**Problem to solve**. When a line in the material contains the word "Moves", copy it.

+++++

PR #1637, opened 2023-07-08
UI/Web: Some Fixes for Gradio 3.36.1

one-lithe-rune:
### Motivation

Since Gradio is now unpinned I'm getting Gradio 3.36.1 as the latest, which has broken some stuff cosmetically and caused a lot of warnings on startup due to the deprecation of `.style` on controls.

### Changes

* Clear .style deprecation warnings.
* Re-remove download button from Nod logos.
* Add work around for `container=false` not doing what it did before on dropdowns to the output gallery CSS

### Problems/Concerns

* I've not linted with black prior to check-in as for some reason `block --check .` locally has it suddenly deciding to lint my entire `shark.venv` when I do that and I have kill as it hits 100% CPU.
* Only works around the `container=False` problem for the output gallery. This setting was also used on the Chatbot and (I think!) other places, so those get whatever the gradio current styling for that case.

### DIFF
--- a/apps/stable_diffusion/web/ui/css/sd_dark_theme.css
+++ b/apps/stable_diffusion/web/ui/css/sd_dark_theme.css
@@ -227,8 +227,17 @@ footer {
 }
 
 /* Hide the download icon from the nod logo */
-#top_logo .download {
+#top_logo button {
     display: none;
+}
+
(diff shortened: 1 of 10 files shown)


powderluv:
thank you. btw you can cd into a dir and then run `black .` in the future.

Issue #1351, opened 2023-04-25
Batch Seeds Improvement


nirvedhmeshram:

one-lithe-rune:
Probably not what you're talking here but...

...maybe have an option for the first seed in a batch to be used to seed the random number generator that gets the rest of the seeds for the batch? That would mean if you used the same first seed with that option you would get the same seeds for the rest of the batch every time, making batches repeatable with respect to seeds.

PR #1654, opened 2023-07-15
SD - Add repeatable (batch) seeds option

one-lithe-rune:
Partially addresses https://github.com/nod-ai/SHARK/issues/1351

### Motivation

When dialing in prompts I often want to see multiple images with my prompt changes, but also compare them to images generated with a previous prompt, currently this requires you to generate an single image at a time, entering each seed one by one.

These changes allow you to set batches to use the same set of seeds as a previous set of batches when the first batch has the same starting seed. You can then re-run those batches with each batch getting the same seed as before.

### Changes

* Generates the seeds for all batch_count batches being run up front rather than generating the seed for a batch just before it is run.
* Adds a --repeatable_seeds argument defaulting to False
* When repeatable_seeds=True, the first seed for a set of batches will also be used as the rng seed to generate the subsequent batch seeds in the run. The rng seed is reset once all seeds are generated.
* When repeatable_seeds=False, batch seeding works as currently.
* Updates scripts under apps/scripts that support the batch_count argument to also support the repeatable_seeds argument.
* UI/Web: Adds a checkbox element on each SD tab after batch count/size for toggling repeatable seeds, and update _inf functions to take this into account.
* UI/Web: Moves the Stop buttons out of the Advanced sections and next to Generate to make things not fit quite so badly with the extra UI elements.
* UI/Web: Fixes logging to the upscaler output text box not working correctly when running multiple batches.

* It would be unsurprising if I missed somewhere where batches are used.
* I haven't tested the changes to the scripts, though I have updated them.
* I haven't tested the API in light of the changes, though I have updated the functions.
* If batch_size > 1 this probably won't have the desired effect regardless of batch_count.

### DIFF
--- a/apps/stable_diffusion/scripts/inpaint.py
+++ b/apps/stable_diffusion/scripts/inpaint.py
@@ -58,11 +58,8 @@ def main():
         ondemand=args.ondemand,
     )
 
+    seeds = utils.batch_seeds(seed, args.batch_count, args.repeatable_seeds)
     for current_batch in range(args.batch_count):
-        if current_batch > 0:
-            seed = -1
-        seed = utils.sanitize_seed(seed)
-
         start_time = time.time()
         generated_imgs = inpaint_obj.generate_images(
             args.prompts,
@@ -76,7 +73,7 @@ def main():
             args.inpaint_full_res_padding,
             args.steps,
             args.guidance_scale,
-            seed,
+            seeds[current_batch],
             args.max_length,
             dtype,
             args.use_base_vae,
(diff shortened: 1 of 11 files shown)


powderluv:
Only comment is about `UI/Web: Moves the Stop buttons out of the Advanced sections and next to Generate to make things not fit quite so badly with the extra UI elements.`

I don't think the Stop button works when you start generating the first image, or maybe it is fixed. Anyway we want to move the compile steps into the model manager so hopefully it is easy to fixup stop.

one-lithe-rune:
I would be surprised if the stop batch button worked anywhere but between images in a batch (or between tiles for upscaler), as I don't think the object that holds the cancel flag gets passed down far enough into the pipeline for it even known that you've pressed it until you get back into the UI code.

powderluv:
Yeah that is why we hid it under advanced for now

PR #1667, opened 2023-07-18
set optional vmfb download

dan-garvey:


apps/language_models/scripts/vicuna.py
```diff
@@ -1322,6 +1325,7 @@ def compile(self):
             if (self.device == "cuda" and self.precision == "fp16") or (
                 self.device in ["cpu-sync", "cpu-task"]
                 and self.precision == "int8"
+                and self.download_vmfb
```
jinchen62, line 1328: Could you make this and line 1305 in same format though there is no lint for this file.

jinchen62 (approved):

+++++

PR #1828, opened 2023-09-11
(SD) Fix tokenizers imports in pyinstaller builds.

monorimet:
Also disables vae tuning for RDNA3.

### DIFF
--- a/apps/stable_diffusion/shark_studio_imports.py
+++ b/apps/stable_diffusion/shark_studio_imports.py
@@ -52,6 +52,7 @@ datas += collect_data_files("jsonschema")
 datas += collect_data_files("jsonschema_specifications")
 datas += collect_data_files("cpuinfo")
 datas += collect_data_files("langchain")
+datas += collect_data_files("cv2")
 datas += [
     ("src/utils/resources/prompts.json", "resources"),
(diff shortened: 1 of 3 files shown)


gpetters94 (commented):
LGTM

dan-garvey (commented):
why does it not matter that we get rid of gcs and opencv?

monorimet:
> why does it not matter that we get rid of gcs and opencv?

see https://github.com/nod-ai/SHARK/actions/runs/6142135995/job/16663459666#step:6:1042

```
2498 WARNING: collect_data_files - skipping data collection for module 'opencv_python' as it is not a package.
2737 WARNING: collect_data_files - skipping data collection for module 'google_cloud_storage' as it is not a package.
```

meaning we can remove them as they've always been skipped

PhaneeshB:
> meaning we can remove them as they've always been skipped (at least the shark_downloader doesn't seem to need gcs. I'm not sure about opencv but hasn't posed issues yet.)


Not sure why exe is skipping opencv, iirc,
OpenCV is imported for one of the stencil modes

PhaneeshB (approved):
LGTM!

+++++

**Result of the task**.
* UI/Web: Moves the Stop buttons out of the Advanced sections and next to Generate to make things not fit quite so badly with the extra UI elements.
Only comment is about `UI/Web: Moves the Stop buttons out of the Advanced sections and next to Generate to make things not fit quite so badly with the extra UI elements.`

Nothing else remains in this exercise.